The next move DeViney made was to the chagrin of virtually everyone on the inside. Perhaps, I surmise, even to include Wellein himself. Notwithstanding, DeViney politely took on his comrades and pushed his case and, as it turns out, got his way. “If we’re gonna ask someone to do a job, to run something, to build and nurture it? Then we get the Hell out of the way and let them do their job.”
He was speaking, of course, about his determination to hand the keys to the multimedia side of the house to his “blue chip” addition (and exponential stakeholder paralleled only by himself in holdings), one Nate S. Wellein. The former Army officer took it and ran with it, learning on the fly and copping what was smart to cop while taking DeViney’s input seriously. DeViney was, as is typical, reticent to say too much or speak up too often for fear of damaging the process.
“I view it as akin to tampering with a butterfly attempting to spread its wings and take off for the first time in that I feared causing a crisis in confidence on his part and, again, as I’d gone to bat so forcefully to put him in that role, look like I was doubting himself and, by my own tacit admission, undermining my own decision.”

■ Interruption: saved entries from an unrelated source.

PR #242, opened 2025-02-06
Decorator to warn the deprecation of an Arcade tool

byrro:
Implements a `deprecated` decorator to simplify raising a warning when a tool is set for deprecation.


byrro:
closing this PR for now. simply raising warnings inside the tools will not do the job. the developers who need to see the warnings won't actually get them. we need a more elaborate infrastructure to pipe warnings from tools to our customer's runtime where the Arcade SDKs are running.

As with the editorial side, DeViney by and large ran the networking in terms of, well, let us see: landing the podcast on the inaugural launch lineups of iHeartRadio and Spotify (heard of them, have you?) as well as correcting links and augmenting their presence on Player.FM, getting them on Soundcloud, etc., after their dilemma of thirteen days getting on iTunes. But with the content, with the direction and “overall framework,” as he terms it? That he entrusted to the man he met nearly eight years ago at “The President’s Hospital” in Greater Washington D.C.
As a longtime observer of DeViney and his victories, his defeats, his ups and downs, now learned on his death and comeback, the virtual collapse of his personal life starting summer 2017 even as ModState was just really beginning its true ascent, that decision? The decision? To trust the man he’d believed in ever since their days of seminal political banter in the locker room at the hospital and various taverns and locales in and around DC?
Looking back in through the out door, while they’ve yet a ways to go, that decision may prove the finest stroke of genius of the 18+ years I’ve seen DeViney pull off yet. Strong statement, but I for one am disinclined to dispute the continued validation Wellein provides DeViney’s faith with every time a new episode is posted.